# anchor locker help needed



## freespool50 (Sep 29, 2007)

another help request. i have only 150ft of rope on board and know that is way too short for 100ft of water. i want to get about 200 more foot. my question is what methods do you guys use for storage/deployment. i have a 20ft mako with a decent size locker UNDER THE BOW PLATFORM. so there is only a hole through the platform to feed rope through. but w/o a windlass, this seems very cumbersome to feed 300ft of rope through. 

so need suggestions/ideas for reasonable anchor rope storage that doesnt tangle up the rope ever time i use it.

some pics to help visualize.first pic is before my restore.


----------



## snagem 1 (Sep 28, 2007)

We use a plasticwash tub, thetype with rope handles, to put both the anchor line(600' of 1/2")and the anchor and chain in. Put it where ever isn't in the way when not in use.


----------



## freespool50 (Sep 29, 2007)

i guess thinking about it, the metal cap on my deck with room for rope to go through is for pulling the rope through? if so, then i would have to clip on the anchor and chain each outing,i dont sea any other way to do this. 

or using the wash tub method, i just pull it all out and anchors away? i guess i could go to the extra effort of cutting a hatch on top of the deck and pulling anchor and chain through it like modern boats? or would that decrease the strength of the hull? 

hey x shark, any ideas?


----------



## sosmarine (Sep 28, 2007)

If it were mine I would split the Nav lights, one on each side, and install an anchor davit with a chain latch. Then run the rope thru the hoss pipe into the locker.


----------



## freespool50 (Sep 29, 2007)

> *sosmarine (10/4/2007)*If it were mine I would split the Nav lights, one on each side, and install an anchor davit with a chain latch. Then run the rope thru the hoss pipe into the locker.


thats what i was thinking by adding cat eye lights. i have a davit bar i never used. i guess that would mean my anchor would be outside the whole time? or should i keep anchor inlocker and attachatfishing site?i tried looking on CG site for regulations on these type of lights but found none. just have to have them. know of any restrictions?


----------



## N-Reel-Trouble (Oct 3, 2007)

Other than being visable from the front, and side like you can now, there are no regulations afaik.
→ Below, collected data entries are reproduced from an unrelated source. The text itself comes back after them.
PR #4525, opened 2020-07-09
Generic chart component

### LINKED ISSUE #4264: Write a generic <chart> component
The current `<chart>` component depends on CsvCatalogItem, so we have to write new components for other items that want to show a chart, eg: `<airquality-chart>`, `<sos-chart>`. 

Write a generic chart component that we can use all catalog items.

KeyboardSounds:
### What this PR does

Fixes https://github.com/TerriaJS/terriajs/issues/4264

New custom feature info chart components can now be made by inheriting from ChartCustomComponent.

### Checklist


lib/ReactViews/Custom/ChartCustomComponent.ts
```diff
@@ -1,96 +1,138 @@
...
 import ChartExpandAndDownloadButtons from "./Chart/ChartExpandAndDownloadButtons";
 import Chart from "./Chart/FeatureInfoPanelChart";
 import CustomComponent, { ProcessNodeContext } from "./CustomComponent";
+import Model, { BaseModel } from "../../Models/Model";
+import CatalogMemberTraits from "../../Traits/CatalogMemberTraits";
+import CsvCatalogItemTraits from "../../Traits/CsvCatalogItemTraits";
+import hasTraits from "../../Models/hasTraits";
+
+export interface ChartCustomComponentAttributes {
+  /**  The title of the chart.  If not supplied, defaults to the name of the context-supplied feature, if available, or else simply "Chart". */
```
rowanwins, line 17: We used to have an `id` attribute, by removing it we blow up existing charts because of the `checkAllPropertyKeys` method in `ChartCustomComponent`

rowanwins: We should probably have better error handling so the app doesn't whitescreen on unknown attributes

KeyboardSounds: We never actually _used_ the `id` attribute. It was never parsed or accessed in the code, we only used `identifier`. Any chart that's using it is probably not working as intended anyway, so isn't it better to see what's broken so we can fix it?

KeyboardSounds: I don't know. I'm pretty torn on this. I don't want to have to maintain every attribute that anyone has ever used in a chart ever, but breaking things more is bad too.

KeyboardSounds: also it's super confusing having two different identifier properties

lib/Language/en/translation.json
```diff
@@ -251,7 +251,7 @@
   },
   "welcomeMessage": {
     "title": "Let's get you started",
-    "welcomeMessage": "Interested in data discovery and exploration?<br/>Dive right in and get started or check the following help guide options.",
+    "welcomeMessage": "Welcome to the Queensland Digital Twin.<br/> Access a rich catalogue of 2D, 3D and live data from multiple sources in one convenient location. Take a tour guide or start exploring!",
```
rowanwins: Remove this change probably :)

lib/ReactViews/Custom/ChartCustomComponent.ts
rowanwins: I was using the "All generation types" item in the `simple.json` catalog and it broke because it had the id attribute

rowanwins: I can't say I've seen `identifier` used in the wild, but I have `id`, so I'd be inclined towards keeping `id` if we had to chose.

KeyboardSounds: I've seen both :(
How about we just don't throw an error 🤷 there's no good reason to.

KeyboardSounds: The only reason I think we should keep identifier over id is because identifier has always done something but id hasn't. So it's less likely to break something that was already working properly.

rowanwins: > How about we just don't throw an error 🤷 there's no good reason to.

Sounds like a plan.

If I read the code correctly I think `identifier` was only used by the sos-chart as an attribute, i don't think it was on the regular `chart` component. 
 I think back in the master branch `id` was used somewhere, but it didn't make the cut for mobx (probably because it does nothing!) but the doco was never adjusted and in porting items over featureInfoTemplates were just blindly cut and pasted.

rowanwins (approved):
Looks good - merge away!

lib/Models/SensorObservationServiceCatalogItem.ts
```diff
@@ -624,7 +624,7 @@ function createChartColumn(
   name: string | undefined
 ): string {
   const nameAttr = name == undefined ? "" : `name="${name}"`;
-  return `<sos-chart identifier="${identifier}" ${nameAttr}></sos-chart>`;
+  return `<sos-chart identifier="${identifier}" ${nameAttr} can-download="false"></sos-chart>`;
```
tephenavies, line 629: Can you explain this change?

tephenavies (changes requested):

lib/Models/SensorObservationServiceCatalogItem.ts
KeyboardSounds: The API that provides the chart data is a SOAP API, and the download button is essentially just a link, so when you click it you get an error page. I asked Nanda if it ever worked for SOS, and he said no. So essentially, this change hides a button that doesn't work, and hasn't ever worked.
This doesn't stop you from downloading the chart once you've expanded it, though.

tephenavies: Ok. Sounds like this change is an improvement on the current state then. Ideally sos-chart would default to no download button, or provide the ability to download data without expanding, but I don't think we need to do that now.

buildprocess/configureWebpack.js
```diff
@@ -94,7 +94,7 @@ function configureWebpack(terriaJSBasePath, config, devMode, hot, MiniCssExtract
                 loader: require.resolve('string-replace-loader'),
                 options: {
                     search: 'function _get\\(target, property, receiver\\).*',
-                    replace: 'var _get = require(\'../Core/superGet\').default;',
+                    replace: 'var _get = require(\'' + path.resolve(terriaJSBasePath, 'lib') + '/Core/superGet\').default;',
```
tephenavies, line 97: I can't believe we haven't tripped over this til now. Good to have a proper require path.

tephenavies (approved):

PR #4535, opened 2020-07-10
cesium 3d tiles mixin

KeyboardSounds:
### What this PR does

Makes 3D tiles support into a mixin so that it can be reused in multiple catalog items.

### Checklist

-   [ ] ~There are unit tests to verify my changes are correct or unit tests aren't applicable~ — n/a test the catalog item instead i'm in a hurry


lib/Traits/Cesium3dTilesTraits.ts
```diff
@@ -0,0 +1,185 @@
+import { JsonObject } from "../Core/Json";
```
rowanwins, line 1: I take it this file has just been copied and renamed, which is fine, the github diff however isn't showing the deletion of `Cesium3dCatalogItemTraits`?

lib/Models/Cesium3DTilesCatalogItem.ts
```diff
@@ -30,27 +30,11 @@ import createStratumInstance from "./createStratumInstance";
...
-      });
-    });
-  }
-}
+import Cesium3dTilesMixin from "../ModelMixins/Cesium3dTilesMixin";
 
 export default class Cesium3DTilesCatalogItem
   extends FeatureInfoMixin(
-    AsyncMappableMixin(
+    Cesium3dTilesMixin(
```
rowanwins, line 11: The top of the file still references `Cesium3DCatalogItemTraits.ts` which I presume is no longer required?

lib/Models/Cesium3DTilesCatalogItem.ts
```diff
@@ -60,332 +44,4 @@ export default class Cesium3DTilesCatalogItem
   get typeName() {
     return i18next.t("models.cesiumTerrain.name3D");
```
rowanwins, line 19: I know this wasn't your change but perhaps fix while we're here :)

lib/Models/Cesium3DTilesCatalogItem.ts
rowanwins: In fact there are a squillion imports which I guess aren't need anymore

rowanwins (changes requested):
A couple of super-minor things @KeyboardSounds but fine otherwise :)

lib/Models/Cesium3DTilesCatalogItem.ts
rowanwins: Actually turns out thats the correct lang string, it's perhaps just a bit weirdly named

lib/Language/en/translation.json
```diff
@@ -275,7 +275,7 @@
   },
   "welcomeMessage": {
     "title": "Let's get you started",
-    "welcomeMessage": "Interested in data discovery and exploration?<br/>Dive right in and get started or check the following help guide options.",
+    "welcomeMessage": "Welcome to the Queensland Digital Twin.<br/> Access a rich catalogue of 2D, 3D and live data from multiple sources in one convenient location. Take a tour guide or start exploring!",
```
rowanwins: Thought I dropped a comment on this one earlier sorry @KeyboardSounds

lib/Traits/Cesium3dTilesTraits.ts
rowanwins: Ignore this

lib/Models/Cesium3DTilesCatalogItem.ts
rowanwins: Done

lib/Models/Cesium3DTilesCatalogItem.ts
rowanwins: Resolve later I think

rowanwins (approved):
Looks good now!

PR #4556, opened 2020-07-21
Fix postpublish action when running in Github Action

tephenavies:
As in `next` branch. I forgot to change this when adding the action to `master`


rowanwins (approved):
Looks fine to me!

PR #4564, opened 2020-07-23
Add frontend contributing guide

soyarsauce:
### What this PR does

Partially addresses https://github.com/TerriaJS/terriajs/issues/4470

### Checklist

-   [x] unit tests n/a
-   [x] changelog n/a


soyarsauce:
What this doesn't address:
>Imports
    When to use require and import
    Omitting file extensions (for .ts, .tsx, .js or .jsx)

and the `"Raw[Component]" pseudo-naming-convention for "smart / presentational" components` aspect, because I haven't given that too much thought right now

rowanwins (approved):
Looks good to me!

As a general comment I think if we can include examples of things that have been done well, eg gold star components, that will help people get a feel for examples of what we're working towards.

PR #4577, opened 2020-07-28
Mobx time

soyarsauce:
### What this PR does

Fixes some problems with https://github.com/TerriaJS/qld-digital-twin/issues/170
When loading https://services.aremi.data61.io/aemo/v6/csv/all and traversing between the available times, you can only ever go forward and not backwards. The indexing via `DiscretelyTimeVaryingMixin`s `getDiscreteTimeIndex` gets thrown off by duplicates.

I just keep our anchor rope 250' in a bucket. It barely fits, I was taught, and realized, that keeping it like this, just feeding it in(any type of bucket, tub, compartment) is the easiest and when deploying anchor, it doesnt get all tangled up! If it were me and you didnt want to use a bucket or tub, I would put a hatch in the top to just feed it all in as you pull anchor, and might as well make it big enough to store anchor in. Feeding that much rope through one of those cap things would just not work well!


----------



## X-Shark (Oct 3, 2007)

Your life will be much easier with a hatch installed Fred.



You may very well have enough room in that locker to store anchor rode, anchor and a 9in polyball for anchor retrieval.



Once the hole is cut, the core needs to be backcut and filled with epoxy/cabisol mix. This will give you a firm edge around the opening and keep out any water to the wood core.



Seal the hatch when installing the frame with 3M 101. Do not use 5200 or 4200 on it.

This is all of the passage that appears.